In the excitement to see what’s possible using conversational AI, many users may have inadvertently submitted sensitive data to LLMs hosted in the cloud. AI heavyweights such as Open AI and Google warn users not to enter sensitive information – pointing out that human reviewers may process conversations for quality purposes.
Big players have invested substantial sums in reinforcement learning with human feedback to make advanced chatbots the success story that they’ve become. And air-gapped, pocket LLMs running on CPUs give users the chance to bring that model refinement in-house and take full control over the development of domain-specific solutions trained with private data.
Chips in high demand – why are there GPU shortages?
GPUs became all the rage in the AI community when developers saw that bigger was better. Large models with many hidden layers fed with huge amounts of data produced rubbish to begin with. But leaving that compute whirring away for days – back-propagating results to optimize the weights of the neural network, and completing multiple passes (epochs) through the whole training set – produced staggering results.
In the case of next-word predicting LLMs, data doesn’t even have to be labelled. Models are shown sentences with words removed and have to guess what’s missing. Incredibly, when performed at scale, this unsupervised learning method is capable of teaching computers how to translate languages, write code, and converse convincingly with humans – to list just a few wonders of generative AI.
Under the hood, words are broken down into sub-parts known as tokens and stored in large vectors that are multiplied together. And it’s the ability to efficiently perform vector multiplication that gives GPUs the edge, hence the high demand for chips from leading designers such as NVIDIA.

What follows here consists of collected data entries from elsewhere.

PR #293, opened 2025-04-29
chore: Add computational complexity to doc comments of BTreeSet functions

dragoljub-duric:
This PR introduces computational complexity to the doc comments of BTreeSet functions.


src/btreeset.rs
```diff
@@ -314,6 +326,9 @@ where
     /// Returns the first key in the set. This key
```
dsarlis, line 326: Seems we did not add the complexity for `clear` above.

dsarlis (commented):
Should all of these say that `n` is the number of elements in the set or is it too obvious?

src/btreeset.rs
dragoljub-duric: Good catch. Updated, though I may be wrong. My reasoning is `fn clear_new()` takes O(n) time because clearing the allocator: The self.allocator.clear() operation deallocates all memory used by the map, which involves traversing all allocated chunks. This operation is proportional to the number of elements in the map (O(n)).

dsarlis: Yeah seems reasonable I would also make a similar argument.

PR #294, opened 2025-04-29
refactor: Refactor BTreeSet fn intersection()

dragoljub-duric:


dragoljub-duric:
@dsarlis is this what you had in mind?

dragoljub-duric:
I’m happy with either one, let me know which one you prefer.

PR #296, opened 2025-04-30
fix: Use correct feature name for canbench profiling

dsarlis:
The feature that enables specific canbench profiling of scoped code parts is named `canbench-rs` in [Cargo.toml](https://github.com/dfinity/stable-structures/blob/77ccf6cd06765cdd1ee6478c3865c27885ebf24e/Cargo.toml#L17) since a while ago. It seems that some of these were missed [when the other cases were updated](https://github.com/dfinity/stable-structures/commit/a6cdac25811d65a161f21a9df1037fe04a4f11cd).


dsarlis:
Seems there's an issue with using scopes that can be repeated in benchmarks (e.g. when you call load multiple times) that I will need to figure out.

maksymar:
> Seems there's an issue with using scopes that can be repeated in benchmarks (e.g. when you call load multiple times) that I will need to figure out.

I had that issue too. Initially I thought to create a key-value storage to record measurements for each unique scope. but it was adding too much of measurement overhead.

so I went with another approach, to record the name and timestamp data point (the fastest I came up with) and only do a post-processing to aggregating time spans for each scope when printing the stats.

see https://github.com/dfinity/stable-structures/pull/274

dsarlis:
> > Seems there's an issue with using scopes that can be repeated in benchmarks (e.g. when you call load multiple times) that I will need to figure out.
> 
> I had that issue too. Initially I thought to create a key-value storage to record measurements for each unique scope. but it was adding too much of measurement overhead.
> 
> so I went with another approach, to record the name and timestamp data point (the fastest I came up with) and only do a post-processing to aggregate time spans for each scope when printing the stats.
> 
> see #274

I was thinking that the right solution would be for canbench to allow repeated scopes. Isn't that something that others might potentially need/be restricted by? Would everyone need to implement their own custom solution like you did?

dsarlis:
> > > Seems there's an issue with using scopes that can be repeated in benchmarks (e.g. when you call load multiple times) that I will need to figure out.
> > 
> > 
> > I had that issue too. Initially I thought to create a key-value storage to record measurements for each unique scope. but it was adding too much of measurement overhead.
> > so I went with another approach, to record the name and timestamp data point (the fastest I came up with) and only do a post-processing to aggregate time spans for each scope when printing the stats.
> > see #274
> 
> I was thinking that the right solution would be for canbench to allow repeated scopes. Isn't that something that others might potentially need/be restricted by? Would everyone need to implement their own custom solution like you did?

I've got a [draft](https://github.com/dfinity/canbench/pull/94) in canbench that allows a repeated scope to cover the cases of loops or a function be called repeatedly. I think that's a better approach to deal with this instead of canbench users trying to go around it.

scripts/ci_run_benchmark.sh
maksymar, line 1: what's the diff in this file? chmod?

dsarlis: Oops, yeah. Let me undo it.

dsarlis: Fixed.

maksymar (approved):

PR #297, opened 2025-05-02
chore: Update docs for BTreeSet

dragoljub-duric:


dragoljub-duric:
I found writing this document in this way more understandable because it emphasises that we create new memory for every newly created data structure (in this case, BTreeSet).

dsarlis (approved):

PR #303, opened 2025-05-14
ci: upgrade canbench to v0.1.13

maksymar:
This PR upgrades canbench to v0.1.13 which allows to print a short benchmark summary with the link to uploaded CSV report file.


scripts/ci_run_benchmark.sh
```diff
@@ -61,27 +63,17 @@ if [ -f "$MAIN_BRANCH_RESULTS_FILE" ]; then
...
-  /\(new\)/ { print $0, "🟡"; next }
-  { print }
-  ' "$CANBENCH_OUTPUT" > "${CANBENCH_OUTPUT}.tmp" && mv "${CANBENCH_OUTPUT}.tmp" "$CANBENCH_OUTPUT"
-
-  # Add a top-level summary of detected performance changes
-  MESSAGE=""
-  grep -q "(improved " "${CANBENCH_OUTPUT}" && MESSAGE+="**🟢 Performance improvements detected! 🎉**\n"
-  grep -q "(regressed " "${CANBENCH_OUTPUT}" && MESSAGE+="**🔴 Performance regressions detected! 😱**\n"
-  echo -e "${MESSAGE:-**ℹ️ No significant performance changes detected 👍**}" >> "$COMMENT_MESSAGE_PATH"
+  CSV_RESULTS_FILE_MSG="📦 \`canbench_results_$CANBENCH_JOB_NAME.csv\` available in [artifacts](${GITHUB_SERVER_URL}/${GITHUB_REPOSITORY}/actions/runs/${GITHUB_RUN_ID})"
```
mraszyk, line 70: How about creating a single github action for that (in dfinity/canbench) instead of maintaining bash scripts across multiple repositories (I recall to have seen this already)?

mraszyk (approved):

scripts/ci_run_benchmark.sh
maksymar: This is a good idea, but I'm not experienced with CI magic, so just simplifying bash script is good enough for me for now. But this can definitely be a separate step to improve DX.

PR #308, opened 2025-05-20
feat: add optional bench_scope feature for stable-structures

maksymar:
This PR introduces an optional `bench_scope` feature for stable-structures.

When enabled, it adds `canbench_rs` scopes to selected functions.
The feature is disabled by default to avoid overhead during benchmarking.
This allows benchmarking with or without internal measurement code.

CSV report in [google sheets](https://docs.google.com/spreadsheets/d/1NVM109cRXk1DmBf_ry_4XhDGdYHx8L8nf2GtV5ruZ6E/edit?usp=sharing)

### DIFF
--- a/Cargo.toml
+++ b/Cargo.toml
@@ -26,7 +26,7 @@ tempfile = "3.3.0"
 test-strategy = "0.3.1"
 
 [features]
-bench_scope = [] # May increase overhead during measurement.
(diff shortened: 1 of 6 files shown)


dsarlis (approved):
I would leave a comment why these are disabled for now so that others that stumble upon this code they're not wondering.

GPUs have relatively small instruction sets, but large numbers of cores. Originally, they were devised to perform simple tasks – turning pixels on and off – but rapidly, in parallel at scale. And today, GPU use goes beyond graphics, having proven to be popular when mining cryptocurrency was all the rage, and more recently unpinning the latest AI boom.

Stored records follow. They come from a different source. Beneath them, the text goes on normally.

PR #337, opened 2025-06-06
perf: read lazy size only once

maksymar:


src/btreemap/node.rs
```diff
@@ -227,18 +232,16 @@ impl<K: Storable + Ord + Clone> Node<K> {
         let size = match self.version {
             Version::V1(_) => {
                 // V1: key size is always stored in memory.
-                let size = read_u32(&reader, Address::from(offset.get()));
```
maksymar, line 230: FYI: skip reading the size again.

src/btreemap/node.rs
```diff
@@ -227,18 +232,16 @@ impl<K: Storable + Ord + Clone> Node<K> {
...
-                size
+                loaded_size
             }
             Version::V2(_) => {
-                // V2: use fixed size if available, otherwise read from memory.
+                // V2: use fixed size if available, otherwise the one loaded from memory.
                 if K::BOUND.is_fixed_size() {
                     K::BOUND.max_size()
                 } else {
-                    let size = read_u32(&reader, Address::from(offset.get()));
```
maksymar, line 239: FYI: skip reading the size again.

src/btreemap/node/v1.rs
```diff
@@ -70,15 +70,13 @@ impl<K: Storable + Ord + Clone> Node<K> {
         let mut entries = Vec::with_capacity(header.num_entries as usize);
         let mut offset = NodeHeader::size();
         for _ in 0..header.num_entries {
-            let key_offset = offset;
-            offset += U32_SIZE;
-            let key = LazyKey::by_ref(key_offset);
-            offset += Bytes::from(max_key_size);
+            let size = read_u32(memory, address + offset);
```
maksymar, line 73: V1 performance is expected to slowdown a bit, because now it starts reading the size on every load. 
But V1 is deprecated and is only expected to work correctly, users should migrate to V2.
Therefore its performance is not tracked.

michael-weigelt (approved):

PR #340, opened 2025-06-10
perf: Introduce benchmarks for the BTreeSet data structure

dragoljub-duric:
- Added a new binary target `btreeset` in `benchmarks/Cargo.toml`.
- Created `benchmarks/btreeset/src/main.rs` with benchmark functions for various `BTreeSet` operations, including:
    - `insert`
    - `remove`
    - `iter`
    - `range`
    - `union`
    - `intersection`
    - `symmetric_difference`
    - `is_subset`
    - `is_superset`
    - `is_disjoint`
- These benchmarks are generated for different key types (`u32`, `u64`, and various `Blob` sizes).


dsarlis (approved):
The title seems a bit unusual compared to our standard approach. Perhaps

> perf: Introduce benchmarks for the BTreeSet data structure

is better?

Issue #221, opened 2024-06-04
The inconsistency of `init` APIs


zhangwei983:
The `init` APIs of `StableBTreeMap` and `StableVec` returns inconsistent results:
1. `StableBTreeMap::init` returns `StableBTreeMap`
2. `StableVec::init` returns `Result<StableVec, InitError>`
Actually `MinHeap` also returns a `Result`.

Looks like `StableVec` uses the `safe_write` method which returns a `Result`. 

Should `StableBTreeMap::init` do the same thing and return a `Result`?

dsarlis:
Is there a specific concern that you have or is it mostly about consistency/uniformity of the APIs?

ielashi:
The (not very good reason) this inconsistency exists is because these structures were written by different authors. The current thinking is to update them to all not return a `Result`, since the errors returned aren't really recoverable. Would be curious to hear your opinions on this issue.

zhangwei983:
> Is there a specific concern that you have or is it mostly about consistency/uniformity of the APIs?

It's not a usage issue. For me, it's just a convention or a habit to make the high-level APIs consistent. :)

zhangwei983:
> The (not very good reason) this inconsistency exists is because these structures were written by different authors. The current thinking is to update them to all not return a `Result`, since the errors returned aren't really recoverable. Would be curious to hear your opinions on this issue.

If it's not recoverable or doesn't expect the users to handle the error, then not returning a Result is a better option IMO.

PR #351, opened 2025-06-23
refactor!: replace Result with panic in stable-structures API

maksymar:
[**Breaking change**] This PR refactors the public API of `stable-structures` to remove `Result` return types and instead panic internally on failure.

The change applies to `Vec`, `MinHeap`, `Cell`, and `Log`, affecting methods like `new`, `init`, `push`, etc.

These operations are expected to succeed under normal conditions. Returning `Result` forces callers to handle errors that are either:
- unrecoverable (e.g., memory allocation failure, memory corruption such as bad magic)
- highly unlikely edge cases (e.g., writing a `Cell` with a value larger than `u32::MAX`)

By switching to panics:
- the API becomes simpler and more ergonomic
- client code is cleaner, with no need for `.unwrap()` or `?`

This is a **breaking change** and requires updates to any downstream code that previously handled these errors.

Fixes https://github.com/dfinity/stable-structures/issues/221

### DIFF
--- a/.github/workflows/ci.yml
+++ b/.github/workflows/ci.yml
@@ -40,6 +40,9 @@ jobs:
       - name: Clippy
         run: cargo clippy --tests --benches -- -D clippy::all
 
+      - name: Docs
+        run: cargo doc --target wasm32-unknown-unknown
+
       - name: Test
         run: cargo test -- --color always
         env:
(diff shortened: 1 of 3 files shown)


berestovskyy (approved):
Looks good, thanks!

But for how long? As we hinted at earlier, dynamic sparsity changes things by only considering the AI model parameters that are necessary for the current sample. Training deep learning algorithms on GPUs is a brute-force approach that performs billions of vector multiplications whether they are needed or not. In reality, only a few thousand model parameters may actually be updated when shown a new input, with the bulk of the calculations simply multiplying something by zero.

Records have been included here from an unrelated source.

PR #352, opened 2025-06-23
docs: update Memory trait documentation

maksymar:
This PR documents that `Memory` trait methods panic or trap on out-of-bounds access.

### DIFF
--- a/docs/src/concepts/memory-trait.md
+++ b/docs/src/concepts/memory-trait.md
@@ -23,6 +23,13 @@ The `Memory` trait intentionally models a [WebAssembly memory instance](https://
 This design choice ensures consistency with the interface of memories available to canisters.
 It also provides future compatibility with potential multi-memory support in canisters.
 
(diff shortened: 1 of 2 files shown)


docs/src/concepts/memory-trait.md
```diff
@@ -23,6 +26,13 @@ The `Memory` trait intentionally models a [WebAssembly memory instance](https://
 This design choice ensures consistency with the interface of memories available to canisters.
 It also provides future compatibility with potential multi-memory support in canisters.
 
+## Safety contract
```
adambratschikaye, line 29: Maybe `Panics` is a better section name? Just because it is still memory safe to call these functions with out of bounds access.

adambratschikaye (approved):

docs/src/concepts/memory-trait.md
maksymar: done.

PR #354, opened 2025-06-26
docs: improve documentation of `Cell`

ielashi:


ielashi:
> I am going to do a change to public API here #351, could you please merge after that to make sure the doc is aligned with the code?

IIUC with your changes it's only a matter of removing the `expect` call from the example, right? If that's the case, I think it'd be ok to merge this, as then the compiler in your branch would just ask you to remove that `expect` method, but not strong opinions.

PR #356, opened 2025-06-30
perf: use Rc<node>

maksymar:


mraszyk (approved):
Thanks for the explanation!

PR #32, opened 2023-07-11
RD-8272 implement json infer and parse

Alexzerntev:
- Added `Json.InferAndParse` . For this entry a new sources package had to be built called *raw-sources-in-memory* . It implements ByteStreamLocation traits and instead of reading from URL like other Location objects, it reads directly from memory. The schema for it is called `in-memory:`.
- Fixed some warnings
- Removed deprecated sparkUrl field in Locations

### DIFF
--- a/raw-compiler-rql2/src/test/scala/raw/compiler/rql2/tests/builtin/JsonPackageTest.scala
+++ b/raw-compiler-rql2/src/test/scala/raw/compiler/rql2/tests/builtin/JsonPackageTest.scala
@@ -80,18 +80,49 @@ trait JsonPackageTest extends CompilerTestContext with FailAfterNServer {
 
   private val recordData = tempFile("""{"a": 1, "b": 10, "c": 100}""")
 
-  test(rql"""Json.Read("$data", type collection(undefined))""")(it => it should evaluateTo("""[
-    |  Error.Build("expected null but got non-null"),
-    |  Error.Build("expected null but got non-null"),
-    |  Error.Build("expected null but got non-null")
-    |] """.stripMargin))
+  test(rql"""Json.Read("$data", type collection(undefined))""")(it => it should evaluateTo(
+    """[
+      |  Error.Build("expected null but got non-null"),
+      |  Error.Build("expected null but got non-null"),
+      |  Error.Build("expected null but got non-null")
+      |] """.stripMargin))
 
   test(rql"""Json.Read("$tryNothing1", type collection(undefined))""")(it =>
     it should evaluateTo(""" [null, null, null, null, null, Error.Build("expected null but got non-null")] """)
   )
 
   test(rql"""Json.Read("$tryNothing2", type collection(record(a: int, b: int, c: undefined)))""")(it =>
-    it should evaluateTo("""
+    it should evaluateTo(
+      """
+        |[
+        |  {a: 3, b: 30, c: null},
+        |  {a: 3, b: 30, c: null},
+        |  {a: 3, b: 30, c: null},
+        |  {a: 3, b: 30, c: null},
+        |  {a: 3, b: 30, c: null},
+        |  {a: 3, b: 30, c: Error.Build("expected null but got non-null")}
+        |]""".stripMargin)
+  )
+
+  test(rql"""Json.Read("$tryNothing3", type collection(record(a: int, b: int, c: list(undefined))))""")(it =>
+    it should evaluateTo(
+      """
+        |[
+        |  {a: 3, b: 30, c: []},
+        |  {a: 3, b: 30, c: []},
+        |  {a: 3, b: 30, c: []},
+        |  {a: 3, b: 30, c: []},
+        |  {a: 3, b: 30, c: []},
+        |  {a: 3, b: 30, c: [Error.Build("expected null but got non-null"), null]}
+        |]""".stripMargin)
+  )
+
+  test(rql"""Json.InferAndRead("$tryNothing1", sampleSize = 4)""")(it =>
+    it should evaluateTo("""[null, null, null, null, null, Error.Build("expected null but got non-null")]""")
+  )
+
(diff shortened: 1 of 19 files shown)


raw-compiler-rql2/src/test/scala/raw/compiler/rql2/tests/builtin/JsonPackageTest.scala
```diff
@@ -209,6 +211,12 @@ trait JsonPackageTest extends CompilerTestContext with FailAfterNServer {
     |  Json.Parse("[1,2,3]", type t)
     |""".stripMargin)(it => it should typeAs("collection(int)"))
 
+  test("""
+    |let t = type collection(int)
+    |in
+    |  Json.InferAndParse("[1,2,3]")
+    |""".stripMargin)(it => it should typeAs("collection(int)"))
+
```
miguelbranco80, line 219: Suggest adding a few more tests to cover types.
Also, suggest you add a test of a non-JSON document, to see how the error reporting looks like. Use `should runErrorAs(<error message>)`.

raw-compiler-rql2/src/test/scala/raw/compiler/rql2/tests/builtin/JsonPackageTest.scala
```diff
@@ -276,7 +284,7 @@ trait JsonPackageTest extends CompilerTestContext with FailAfterNServer {
     _ should runErrorAs("path not found")
   )
 
-  val jsonWithNulls = tempFile(
+  val jsonWithNulls: Path = tempFile(
```
miguelbranco80, line 287: Suggest you make these vals private instead of annotating the type.

raw-compiler-rql2/src/test/scala/raw/compiler/rql2/tests/builtin/JsonPackageTest.scala
```diff
@@ -338,7 +346,7 @@ trait JsonPackageTest extends CompilerTestContext with FailAfterNServer {
         |]""".stripMargin)
   )
 
-  val changeTypes = tempFile(
+  val changeTypes: Path = tempFile(
```
miguelbranco80, line 349: Suggest you make these vals private instead of annotating the type.

raw-sources-dropbox/src/main/scala/raw/sources/filesystem/dropbox/DropboxPath.scala
```diff
@@ -30,8 +30,6 @@ class DropboxPath(
 
   override def rawUri: String = s"dropbox://${cli.name}$path"
 
-  override def sparkUri: String = throw new ByteStreamException("spark url not supported for Dropbox")
```
miguelbranco80, line 33: Thank you for cleaning this up!

raw-sources-in-memory/src/main/scala/raw/sources/bytestream/in_memory/InMemoryByteStreamLocation.scala
```diff
@@ -0,0 +1,64 @@
...
+  SeekableInputStream
+}
+
+import java.io.{ByteArrayInputStream, InputStream}
+import java.nio.file.Path
+
+object InMemoryByteStreamLocation {
+  val schema = "in-memory"
+  val schemaWithColon = s"$schema:"
+  val codeDataKey = "code-data"
```
miguelbranco80, line 29: Suggest calling it "data" instead?

raw-sources-in-memory/src/main/scala/raw/sources/bytestream/in_memory/InMemoryByteStreamLocation.scala
```diff
@@ -0,0 +1,64 @@
...
+    }
+  }
+
+  override def getLocalPath(): Path = throw new AssertionError("Calling path on in memory location")
+
+  override def cacheStrategy: CacheStrategy = CacheStrategy.NoCache
+
+  override def retryStrategy: RetryStrategy = NoRetry()
+
+  override def rawUri: String = "in-memory:"
```
miguelbranco80, line 61: I'm torn here. I know we discussed it and agreed, but I'm wondering if we shouldn't instead have in-memory be a base64 string encoding of a binary? In that case, the data would be in the URL itself. It's probably silly and slower so will leave it at your discretion.
If we'd like to expose "in-memory" locations to users, how would that look like?

raw-sources-in-memory/src/main/scala/raw/sources/bytestream/in_memory/InMemoryByteStreamLocation.scala
Alexzerntev: I thought it is more self explanatory like this, there are data in your snapi code so `code-data`.

raw-sources-in-memory/src/main/scala/raw/sources/bytestream/in_memory/InMemoryByteStreamLocation.scala
Alexzerntev: _I'm wondering if we shouldn't instead have in-memory be a base64 string encoding of a binary_
Seems the same to me, but if the string is large enough maybe we will have extra encode-decode overhead.

_If we'd like to expose "in-memory" locations to users, how would that look like?_
`JsonInferAndRead("in-memory://" + Base64.Encode("data"))`

`JsonInferAndRead(InMemoryLocation.Build(string data, string encoding))`

Something like that? But seems a little complex.

raw-compiler-rql2/src/test/scala/raw/compiler/rql2/tests/builtin/JsonPackageTest.scala
Alexzerntev: I added broken json test, is there any other case that it can fail?

miguelbranco80 (approved):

Bolt dynamic sparsity engine for CPUs
By focusing the compute on the high activations and ignoring the low activations, developers find that it’s possible to use commonly available CPUs – even though such chips have fewer cores. And users can once again benefit from the superior memory capacity of CPUs – one of the constraints of fast, parallel-processing GPUs.
“People haven’t seen what CPUs can do,” Anshu Shrivastava CEO and Founder of ThirdAI (pronounced third-eye) told TechHQ. “We’ve done all the heavy lifting to make model training very efficient.”
Rather than having to pipe their business intelligence into a third-party service, users can instead – thanks to ThirdAI’s dynamic sparsity engine, dubbed Bolt – build and deploy billion parameter models that run on their own CPUs. And having that information locally, in-house, makes it so much easier to keep those generative AI-solutions – which could be internal company chatbots, or highly interactive document search tools – up to date.
“Every data point that goes through infrerence can become part of a new training set,” adds Shrivastava. “It’s a continuous process.”